• Task item:
If a line below includes the string "messages", copy it.

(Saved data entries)

PR #765, opened 2021-11-12
Fix GC bug

evanxg852000:
### Description
Now returning error when one of the split cannot be deleted  

Closes https://github.com/quickwit-inc/quickwit/issues/604

### How was this PR tested?
Unit test & cli commands


evanxg852000:
@guilload  I am thinking of getting rid of `SplitDeletionStats` since we only have now: delete all or nothing. Alternatively, we can have an error that contains `SplitDeletionStats` if we want to propagate splits that were deleted.  
What's your take?

guilload:
Yes, I'm in favor of getting rid of `SplitDeletionStats.` Do we currently have a use case for propagating the IDs of the splits that were deleted? Since it's pretty easy to implement, I'd do it only if the answer to that question is yes.

quickwit-indexing/src/garbage_collection.rs
```diff
@@ -189,12 +189,19 @@ pub async fn delete_splits_with_files(
...
-        warn!(index_id = ?index_id, split_ids = ?failed_split_ids, "Failed to delete splits.");
-    }
+
     if !deleted_split_ids.is_empty() {
         let split_ids: Vec<&str> = deleted_split_ids.iter().map(String::as_str).collect();
         metastore.delete_splits(index_id, &split_ids).await?;
     }
+
+    if !failed_split_ids.is_empty() {
+        warn!(index_id = ?index_id, split_ids = ?failed_split_ids, "Failed to delete splits.");
```
guilload, line 199: Shouldn't this be `error!`?

quickwit-indexing/src/garbage_collection.rs
```diff
@@ -189,12 +189,19 @@ pub async fn delete_splits_with_files(
...
+        return Err(anyhow::anyhow!(
```
guilload, line 200: It would be nice to wrap and return at least of the original errors. WDYT?

quickwit-indexing/src/garbage_collection.rs
fulmicoton: +1

fmassot (approved):
LGTM

PR #772, opened 2021-11-14
Add new states to actors.

fmassot:
Two new states are now replacing the `Running` state:
- `Processing`: it corresponds to an actor that is processing messages, it has at least one message
- `Idle`: when an actor has no more message to process, it goes in `Idle` state.

## Purpose
It will be useful to define the right condition to terminate the indexing pipeline.

### DIFF
--- a/quickwit-actors/src/actor_state.rs
+++ b/quickwit-actors/src/actor_state.rs
@@ -22,17 +22,23 @@ use std::sync::atomic::{AtomicU32, Ordering};
 #[repr(u32)]
 #[derive(Clone, Debug, Copy, Eq, PartialEq)]
 pub enum ActorState {
-    Running = 0,
-    Paused = 1,
-    Exit = 2,
+    /// Processing implies that the actor has some message(s) to process.
+    Processing = 0,
+    /// Idle means that the actor is currently waiting for messages.
+    Idle = 1,
+    /// Pause means that the actor processes no message but can process commands.
+    Paused = 2,
+    /// Exit means that the actor exited and cannot return to any other states.
+    Exit = 3,
 }
 
 impl From<u32> for ActorState {
     fn from(actor_state_u32: u32) -> Self {
         match actor_state_u32 {
-            0 => ActorState::Running,
-            1 => ActorState::Paused,
-            2 => ActorState::Exit,
+            0 => ActorState::Processing,
+            1 => ActorState::Idle,
+            2 => ActorState::Paused,
+            3 => ActorState::Exit,
             _ => {
                 panic!(
                     "Found forbidden u32 value for ActorState `{}`. This should never happen.",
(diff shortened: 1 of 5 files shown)


quickwit-actors/src/async_actor.rs
```diff
@@ -131,13 +130,17 @@ async fn process_msg<A: Actor + AsyncActor>(
     }
 
     match command_or_msg_recv_res {
-        Ok(CommandOrMessage::Command(cmd)) => process_command(actor, cmd, ctx, state_tx),
+        Ok(CommandOrMessage::Command(cmd)) => {
+            ctx.start_processing();
+            process_command(actor, cmd, ctx, state_tx)
+        }
         Ok(CommandOrMessage::Message(msg)) => {
             let span = actor.message_span(msg_id, &msg);
```
fulmicoton, line 138: if your first message is message then I believe this is wrong.

quickwit-actors/src/sync_actor.rs
```diff
@@ -114,13 +113,17 @@ fn process_msg<A: Actor + SyncActor>(
         return Some(ActorExitStatus::Killed);
     }
     match command_or_msg_recv_res {
-        Ok(CommandOrMessage::Command(cmd)) => process_command(actor, cmd, ctx, state_tx),
+        Ok(CommandOrMessage::Command(cmd)) => {
+            ctx.start_processing();
```
fulmicoton, line 117: same as for async_actor.

quickwit-actors/src/actor_state.rs
```diff
@@ -49,28 +51,54 @@ impl From<ActorState> for AtomicState {
...
+        *self == ActorState::Idle || *self == ActorState::Processing
+    }
+}
+
 pub struct AtomicState(AtomicU32);
 
 impl Default for AtomicState {
     fn default() -> Self {
-        AtomicState(AtomicU32::new(ActorState::Running as u32))
+        AtomicState(AtomicU32::new(ActorState::Processing as u32))
```
fulmicoton, line 64: Yes exactly!

quickwit-actors/src/actor_state.rs
```diff
@@ -22,17 +22,19 @@ use std::sync::atomic::{AtomicU32, Ordering};
 #[repr(u32)]
 #[derive(Clone, Debug, Copy, Eq, PartialEq)]
 pub enum ActorState {
-    Running = 0,
-    Paused = 1,
-    Exit = 2,
+    Processing = 0,
```
fulmicoton, line 25:
```suggestion
    /// Processing implies that the actor has some message to process.
    Processing = 0,
    /// Idle means that the actor is currently waiting for messages.
```

fulmicoton (changes requested):
I think you need to set running in more places.

quickwit-actors/src/async_actor.rs
fmassot: oh yes totally wrong, I was not really awake when I committed this.

fulmicoton (approved):

PR #779, opened 2021-11-15
Added CODE_STYLE.md

fulmicoton:
First stab at a code style document.
It is not in marble.

The idea is for us to edit incrementally as we encounter
interesting point in code reviews.


PSeitz:
I think this is a very good guide. We can consider a block about minimal apis

e.g. prefer `&[u8]` over `&Vec<u8>`

fulmicoton:
Absuing my power to merge this.

PR #789, opened 2021-11-17
remove split_state from split_metadata

### LINKED ISSUE #698: Inconsistent split state in postgresql
We save twice the split state information: in a dedicated column and also in a text field (json).

Here is the output of a select on `splits` table:

```
split_state | split_metadata_json
Published   | {"split_metadata": {..."split_state":"Staged",...} }
```

It seems to be the case for many splits.

PSeitz:
Fixes #698

### Description

### How was this PR tested?

### DIFF
--- a/quickwit-cli/src/main.rs
+++ b/quickwit-cli/src/main.rs
@@ -20,7 +20,7 @@
 use std::env;
 use std::fmt::Debug;
 use std::net::SocketAddr;
-use std::path::{Path, PathBuf};
+use std::path::PathBuf;
 use std::time::Duration;
 
 use anyhow::{bail, Context};
@@ -265,8 +265,7 @@ impl CliCommand {
             .context("'host-key-path-prefix' has a default  value")?
             .to_string();
         let host_key_path =
-            Path::new(format!("{}-{}-{}", host_key_path_prefix, host, port.to_string()).as_str())
-                .to_path_buf();
+            PathBuf::from(format!("{}-{}-{}", host_key_path_prefix, host, port).as_str());
         let mut peer_socket_addrs: Vec<SocketAddr> = Vec::new();
         if matches.is_present("peer-seed") {
             if let Some(values) = matches.values_of("peer-seed") {
--- a/quickwit-indexing/failpoints/mod.rs
+++ b/quickwit-indexing/failpoints/mod.rs
@@ -205,14 +205,14 @@ async fn aux_test_failpoints() -> anyhow::Result<()> {
     let mut splits = metastore
         .list_splits("test-index", SplitState::Published, None, &[])
         .await?;
-    splits.sort_by_key(|split| *split.split_metadata.time_range.clone().unwrap().start());
+    splits.sort_by_key(|split| *split.time_range.clone().unwrap().start());
     assert_eq!(splits.len(), 2);
     assert_eq!(
-        splits[0].split_metadata.time_range.clone().unwrap(),
+        splits[0].time_range.clone().unwrap(),
         1629889530..=1629889531
     );
     assert_eq!(
-        splits[1].split_metadata.time_range.clone().unwrap(),
+        splits[1].time_range.clone().unwrap(),
         1629889532..=1629889533
     );
     Ok(())
@@ -257,11 +257,8 @@ async fn test_merge_executor_controlled_directory_kill_switch() -> anyhow::Resul
     }
 
     let metastore = test_index_builder.metastore();
-    let splits_with_footer_offsets = metastore.list_all_splits(index_id).await?;
-    let splits: Vec<SplitMetadata> = splits_with_footer_offsets
-        .into_iter()
-        .map(|split_and_footer_offsets| split_and_footer_offsets.split_metadata)
-        .collect();
+    let split_infos = metastore.list_all_splits(index_id).await?;
+    let splits: Vec<SplitMetadata> = split_infos.into_iter().collect();
     let merge_scratch_directory = ScratchDirectory::for_test()?;
 
     let downloaded_splits_directory =
@@ -269,7 +266,7 @@ async fn test_merge_executor_controlled_directory_kill_switch() -> anyhow::Resul
     let storage = test_index_builder.index_storage(index_id)?;
     let mut tantivy_dirs: Vec<Box<dyn Directory>> = vec![];
     for split in &splits {
-        let split_filename = split_file(&split.split_id);
+        let split_filename = split_file(split.split_id());
         let dest_filepath = downloaded_splits_directory.path().join(&split_filename);
         storage
             .copy_to_file(Path::new(&split_filename), &dest_filepath)
--- a/quickwit-metastore/src/metastore/mod.rs
+++ b/quickwit-metastore/src/metastore/mod.rs
@@ -30,7 +30,7 @@ use quickwit_index_config::IndexConfig;
 use serde::{Deserialize, Serialize};
 
 use crate::checkpoint::{Checkpoint, CheckpointDelta};
-use crate::{MetastoreResult, SplitMetadataAndFooterOffsets, SplitState};
+use crate::{MetastoreResult, SplitInfo, SplitMetadata, SplitState};
 
 /// An index metadata carries all meta data about an index.
 #[derive(Clone, Debug, Serialize, Deserialize)]
@@ -108,7 +108,7 @@ pub trait Metastore: Send + Sync + 'static {
     async fn stage_split(
         &self,
         index_id: &str,
-        split_metadata: SplitMetadataAndFooterOffsets,
+        split_metadata: SplitMetadata,
     ) -> MetastoreResult<()>;
 
     /// Publishes a list splits.
@@ -143,14 +143,11 @@ pub trait Metastore: Send + Sync + 'static {
         split_state: SplitState,
         time_range: Option<Range<i64>>,
         tags: &[String],
-    ) -> MetastoreResult<Vec<SplitMetadataAndFooterOffsets>>;
+    ) -> MetastoreResult<Vec<SplitInfo>>;
 
     /// Lists the splits without filtering.
     /// Returns a list of all splits currently known to the metastore regardless of their state.
-    async fn list_all_splits(
-        &self,
-        index_id: &str,
-    ) -> MetastoreResult<Vec<SplitMetadataAndFooterOffsets>>;
+    async fn list_all_splits(&self, index_id: &str) -> MetastoreResult<Vec<SplitInfo>>;
 
     /// Marks a list of splits for deletion.
     /// This API will change the state to `ScheduledForDeletion` so that it is not referenced by the
--- a/quickwit-metastore/src/metastore/single_file_metastore.rs
+++ b/quickwit-metastore/src/metastore/single_file_metastore.rs
@@ -35,7 +35,7 @@ use crate::checkpoint::CheckpointDelta;
 use crate::metastore::match_tags_filter;
 use crate::{
     IndexMetadata, Metastore, MetastoreError, MetastoreFactory, MetastoreResolverError,
-    MetastoreResult, SplitMetadata, SplitMetadataAndFooterOffsets, SplitState,
+    MetastoreResult, SplitInfo, SplitMetadata, SplitState,
 };
 
 /// Metadata file managed by [`SingleFileMetastore`].
@@ -47,7 +47,7 @@ pub struct MetadataSet {
     /// Metadata specific to the index.
     pub index: IndexMetadata,
     /// List of splits belonging to the index.
-    pub splits: HashMap<String, SplitMetadataAndFooterOffsets>,
+    pub splits: HashMap<String, SplitInfo>,
 }
 
 /// Creates a path to the metadata file from the given index ID.
@@ -203,15 +203,15 @@ impl InnerSingleFileMetastore {
                 }
             };
 
-            match metadata.split_metadata.split_state {
+            match metadata.split_state {
                 SplitState::Published => {
                     // Split is already published. This is fine, we just skip it.
                     continue;
                 }
                 SplitState::Staged => {
                     // The split state needs to be updated.
-                    metadata.split_metadata.split_state = SplitState::Published;
-                    metadata.split_metadata.update_timestamp = Utc::now().timestamp();
+                    metadata.split_state = SplitState::Published;
+                    metadata.update_timestamp = Utc::now().timestamp();
                 }
                 _ => {
                     split_not_staged_ids.push(split_id.to_string());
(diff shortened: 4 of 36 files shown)


quickwit-metastore/src/metastore/single_file_metastore.rs
```diff
@@ -28,16 +28,25 @@ use quickwit_storage::{
...
+    MetastoreResult, SplitMetadata, SplitMetadataAndFooterOffsets, SplitState,
 };
 
+/// A MetadataSet carries an index metadata and its split metadata.
+#[derive(Clone, Debug, Serialize, Deserialize)]
+pub struct MetadataSet {
+    /// Metadata specific to the index.
+    pub index: IndexMetadata,
+    /// List of splits belonging to the index.
+    pub splits: HashMap<String, (SplitMetadataAndFooterOffsets, SplitState)>,
```
evanxg852000, line 47: Not necessarily in this PR, but I think it's a good time to discuss.
Maybe a struct type to wrap the tuple `(SplitMetadataAndFooterOffsets, SplitState)` as we also need to pull out `create_timestamp` & `update_timestamp`

guilload (commented):
Unsure this is the best strategy for fixing the issue. @fmassot, @fulmicoton, please, weigh in.

fmassot:
I will start with my current mental model of the metastore:
- an index is defined by its splits
- in our code, an index is represented by its metadata `IndexMetadata`
- a split by `SplitMetadataAndFooterOffsets` that wraps the real metadata stuff: `SplitMetadata`. Here I immediately think that we should merge these 2 structs into 1 but that's another problem and we may have good reasons to keep both.

A split has a state, this is fundamental to understand on which split a query will be executed. I think a split metadata should explicitly contains its state because it owns it. Everything else is related to how we serialize things in a JSON file or in a column-oriented database. 

To fix the issue, I think a simple solution could be: when serializing metadata in the text column, remove info that is duplicated in other dedicated columns to avoid inconsistencies or having to update multiple columns on an update. When we change the state, it's just easier to say "update only this column".

fulmicoton:
@guilload @fmassot. I suggested this approach to @pseitz.

The point is to isolate the mutable stuff from the immutable stuff.
The problem is not really specific to postgresl. It is specific to all metastore that are not the singlefilemetastore.

The split_state is also redundant (we need to double check for it) in all API but list_all_splits.

I won't have time to look at this PR today.
Can we wait 24h before making changes to it?

fulmicoton:
Another pros of isolating split_state.
We need to be backward compatible for the deserialization of SplitMetaData. 
We already messed it up 3 times so I think we need plumbing to check that we don't break it.

By introducing postgressplitmetadata we will have this constraint on 2 objects.

quickwit-metastore/src/metastore/single_file_metastore.rs
fulmicoton: I think we might want to pull out update_timestamp. (create_timestamp too if it helps)

fulmicoton: I'd rather have a struct than a tuple here.

quickwit-metastore/src/metastore/mod.rs
```diff
@@ -60,6 +60,27 @@ pub struct SplitMetadataAndFooterOffsets {
 }
 
 /// A split metadata carries all meta data about a split.
+///
+/// Be careful about changes in this struct. It is serialized as JSON into the database, so some
```
fulmicoton, line 64: Thank you for this comment!

fulmicoton (changes requested):
I think we should fix the format of the MetadataSet in the single file metastore, and consider extracting update timestamp (and possibly create_timestamp)

PSeitz:
> To fix the issue, I think a simple solution could be: when serializing metadata in the text column, remove info that is duplicated in other dedicated columns to avoid inconsistencies or having to update multiple columns on an update. When we change the state, it's just easier to say "update only this column".

@guilload @fmassot  @fulmicoton 

Nulling duplicated information in the JSON, or having the splitting of the metadata in postregsql was my initial proposal on the discussion with Paul.
On the other side this issue may affect multiple metastores and splitting the metadata in all of those stores could cause a lot of code duplication. 
Splitting the data in immutable and mutable can be valuable for those stores. But this not a good approach when thinking about separation of concerns, since we change our structure in the code because of the metastores ability (or inability :) to mutate JSON. 

Simply nulling mutable information in the serialized JSON may not have such a serious downside. What do you think?

fulmicoton:
I think the approach in the PR is the right one.

But there are a lot of different points there.

- SplitMetadataAndFooterOffsets vs SplitMetadata... We do we have two of these. We only know the offsets after creating the hotcache. An alternative would be to have the offset in the split metadata object and keep them uninitialized.
The two approach have both pros and cons. I like the current approach as static typing helps us avoid a bunch of mistakes.
If the serialization format feels clumsy (I personally think it is fine) we can use serde(flatten).

- Why not fix the issue on the postgresql side only: We want backward compatibility. We judged (rightfully I believe) that one good strategy to manage backward compatibility was to have some nice logic for a complex JSON object: `SplitMetadataAndFooterOffsets`, and have the different store serialize this object directly.
Concretely: this means we need to have logic to deserialize any version of that object and serialize only the last version.
Introducing a PostgresqlSplitmetadata would ruin this plan.

- The format of serialization sucks:
I agree the pair tuple in the SingleFileMetastore is a bad idea we need to fix that.

- Extract more mutable state: I think we need to extract more mutable state. (update_time?). 

- But does that mean we want to remove the state from the API response?
We need to return the state one way or another for list_all_splits. 
For the write calls, the split_state is just weird.
For list_split it is useless, but I agree the redundancy might be a good thing here.

```rust
// This struct is only built by metastores
struct SplitInfo {
  split_metadata: SplitMetadataAndOffsets,
  split_state,
  update_time,
}

struct SplitMetadataAndOffsets {
   //...
   // like today
}

struct SplitMetadata {
   // ... 
   // like today but without split state and update_time
}
```

What do you think?

PSeitz:
Currently update_time is created in the quickwit layer, but I think this is overwritten in the metastore layer anyhow.

From a high level viewpoint what we want to do is very common. We want to push some data and then update some parts of that data (update_timestamp, split_state). One possible way to do it is to push the object, calculate the delta and apply a list of `ChangeOperation` on a split_id, e.g. `ChangeOperation {field: split_state, value: Published }` (typing may be hard). 
But for delta operations you need to read the original object to compare.

Generally I'm fine with adding `SplitInfo`, but from an readability or API standpoint it's not ideal to save `SplitMetadata` and get `SplitInfo`.

I think there are also no major points against nulling mutable fields? Except since they are part of the Serialization they are part of the versioning.

**Versioning**

I think storing the version is good, but I think we won't necessarily use it in serialization? E.g. a rename could be covered by a serde_attribute; we would not need a custom serializer that reads the version first. 

I was hoping that there would be a solid versioning crate around serde, but I couldn't find anything.

fulmicoton:
See #804 for a solution of versionning.

guilload:
@fulmicoton, let me iterate on your approach to get rid of `SplitMetadataAndOffsets`:

```rust
struct  SplitMetadataBuilder {
  // Same fields as usual minus `split_state`, `create_timestamp`, `update_timestamp`, `footer_offsets`
  [...]
}

impl SplitMetadataBuilder {
  fn tags(&mut self, ...) -> Self;
  fn time_range(&mut self, ...) -> Self;
  [...]
  fn build(self, footer_offsets: Range<u64>) -> SplitMetadata {
    SplitMetadata {
      footer_offsets,
      [...]
  }
}

struct SplitMetadata {
  // Same fields as usual minus `split_state`, `update_timestamp`
  create_timestamp: i64,
  footer_offsets: Range<u64>,
  [...]
}

async fn stage_split(
        &self,
        index_id: &str,
        split_metadata: SplitMetadata,
    ) -> MetastoreResult<()>;
```

guilload:
This is less DRY (repeated attributes between `SplitMetadataBuilder` and `SplitMetadata`). However, the builder pattern is generally well understood.

guilload:
Also, do we want to flatten `SplitInfo`? Might be a little nicer to use.

Read path:
```rust
struct Split {
  split_id: String,
  split_state: SplitState,
  tags: BTreeSet<String>,
  time_range: Option<RangeInclusive<i64>>,
  create_timestamp: i64,
  update_timestamp: i64,
  footer_offsets: Range<u64>,
  [...]
}

async fn list_splits(
        &self,
        index_id: &str,
        split_state: SplitState,
        time_range: Option<Range<i64>>,
        tags: &[String],
    ) -> MetastoreResult<Vec<Split>>;

async fn list_all_splits(
        &self,
        index_id: &str,
    ) -> MetastoreResult<Vec<Split>>;
```

guilload:
To be clear, I'm not proposing to serialize and store a flat `Split`but rather to deserialize `SplitMetadata` into a flat struct.

guilload:
We haven't touched on the issue of duplicated values stored in `SplitMetadata` and dedicated columns in SQL metastores (`tags`, `time_range`). From a functional perspective, this is fine. However, users are inevitably going to be confused and ask questions about those. It'd be ideal to not serialize those fields in SQL implementations.

Conceptually:
```
`SplitMetadata` -> `serde_json::Value` -> delete duplicated fields -> store
load -> `serde_json::Value` -> populate missing fields -> `SplitMetadata`
```

-> [custom serialization](https://serde.rs/custom-serialization.html)

guilload:
Actually, reading the code in `quickwit-indexing`, we already have "builders" with `IndexedSplit` and `PackagedSplit`. A `PackagedSplit` gives birth directly to `SplitMetadataAndOffsets`. We should be able to go directly from `PackagedSplit` to a flat `SplitMetadata`, which should be serialized as `SplitMetadataV1`. `SplitMetadataAndOffsets` is our `SplitMetadataV0`.

fulmicoton:
@PSeitz I called @guilload  on Saturday to discuss the ticket.
Consensus is:
We want a SplitMetadata instance that would replace the current SplitMetadataAndFooterOffset.
It would contain the footer offsets in an inline fashion.

We have intermediary builder like object that contain a subset of the SplitMetadata properties.
Let's keep that. It is ok if those rely on nesting objects.

We keep the "separate mutable stuff" (right now the modification time and the split state)
separately. 

The API `list_all_splits` and `list_splits` should return this mutable state too.

We can introduce a `Split` instance for their responses that would wrap the SplitMetadata object and the mutable state.

```rust
struct Split {
   // mutable stuff.
   ...
   split_metadata: SplitMetadata
}
```

It will a bit clumsy to not have access at least to split_id at the top level of `Split`.
I suggest we either add an impl to `AsRef<SplitMetadata>`, or add a `pub fn id(&self)` function.

Putting the footer offsets and the rest of the metadata at the same level will break backward compatibility and will require
to create a new version.
#806 contains instructions on how to deal with the backward compatibility.

quickwit-cli/src/main.rs
```diff
@@ -265,8 +265,7 @@ impl CliCommand {
             .context("'host-key-path-prefix' has a default  value")?
             .to_string();
         let host_key_path =
-            Path::new(format!("{}-{}-{}", host_key_path_prefix, host, port.to_string()).as_str())
-                .to_path_buf();
+            Path::new(format!("{}-{}-{}", host_key_path_prefix, host, port).as_str()).to_path_buf();
```
fulmicoton, line 268:
```suggestion
            PathBuf::from(format!("{}-{}-{}", host_key_path_prefix, host, port));
```

quickwit-indexing/failpoints/mod.rs
```diff
@@ -258,18 +258,15 @@ async fn test_merge_executor_controlled_directory_kill_switch() -> anyhow::Resul
 
     let metastore = test_index_builder.metastore();
     let splits_with_footer_offsets = metastore.list_all_splits(index_id).await?;
```
fulmicoton, line 260: we should rename all footer_offsets stuff. Can you grep for them?

quickwit-metastore/src/split_metadata_version.rs
```diff
@@ -0,0 +1,215 @@
...
+use serde::{Deserialize, Serialize};
+
+use crate::split_metadata::utc_now_timestamp;
+use crate::{SplitMetadata, SplitState};
+
+/// Carries split metadata and footer offsets.
+/// This struct can deserialize older format automatically
+/// but can only serialize to the last version.
+#[derive(Clone, Eq, PartialEq, Default, Debug, Serialize, Deserialize)]
+pub struct SplitMetadataV0 {
```
fulmicoton, line 32:
```suggestion
struct SplitMetadataV0 {
```

quickwit-metastore/src/split_metadata_version.rs
```diff
@@ -0,0 +1,215 @@
...
+    /// Contains the range of bytes of the footer that needs to be downloaded
+    /// in order to open a split.
+    ///
+    /// The footer offsets
+    /// make it possible to download the footer in a single call to `.get_slice(...)`.
+    pub footer_offsets: Range<u64>,
+}
+
+#[derive(Clone, Eq, PartialEq, Default, Debug, Serialize, Deserialize)]
+pub(crate) struct SplitMetadataAndFooterV0 {
```
fulmicoton, line 116:
```rust
struct SplitMetadataAndFooterV0 {
```

fulmicoton, line 116:
```suggestion
struct SplitMetadataAndFooterV0 {
```

quickwit-metastore/src/split_metadata.rs
```diff
@@ -17,97 +17,62 @@
...
     }
 }
 
-/// A split metadata carries all meta data about a split.
-#[derive(Clone, Eq, PartialEq, Default, Debug, Serialize, Deserialize)]
+/// Carries immutable split metadata.
+/// This struct can deserialize older format automatically
+/// but can only serialize to the last version.
+#[derive(Clone, Eq, PartialEq, Default, Debug, Serialize)]
+#[serde(into = "VersionedSplitMetadataDeserializeHelper")]
```
fulmicoton, line 75: ah yes! That's better.

quickwit-metastore/src/split_metadata_version.rs
```diff
@@ -0,0 +1,215 @@
...
+use std::ops::{Range, RangeInclusive};
+
+use serde::{Deserialize, Serialize};
+
+use crate::split_metadata::utc_now_timestamp;
+use crate::{SplitMetadata, SplitState};
+
+/// Carries split metadata and footer offsets.
+/// This struct can deserialize older format automatically
+/// but can only serialize to the last version.
```
fulmicoton, line 30:
```suggestion
```

quickwit-metastore/src/split_metadata_version.rs
```diff
@@ -0,0 +1,215 @@
...
+    /// The footer offsets
+    /// make it possible to download the footer in a single call to `.get_slice(...)`.
+    pub footer_offsets: Range<u64>,
+}
+
+#[derive(Clone, Eq, PartialEq, Default, Debug, Serialize, Deserialize)]
+pub(crate) struct SplitMetadataAndFooterV0 {
+    split_metadata: SplitMetadataV0,
+    footer_offsets: Range<u64>,
+}
```
fulmicoton, line 119: Can you reorder the types in this file to have all V0 stuff in one place and after all of the V1 stuff.

fulmicoton (changes requested):
Some minor comments inline

quickwit-metastore/src/split_metadata_version.rs
PSeitz: done

quickwit-indexing/failpoints/mod.rs
PSeitz: I think I found all places now (we also have split_id_and_footer_offsets)

quickwit-metastore/src/split_metadata_version.rs
PSeitz: pub(crate) is required

fulmicoton (approved):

• Solved problem:
- `Processing`: it corresponds to an actor that is processing messages, it has at least one message
+    /// Idle means that the actor is currently waiting for messages.
    /// Idle means that the actor is currently waiting for messages.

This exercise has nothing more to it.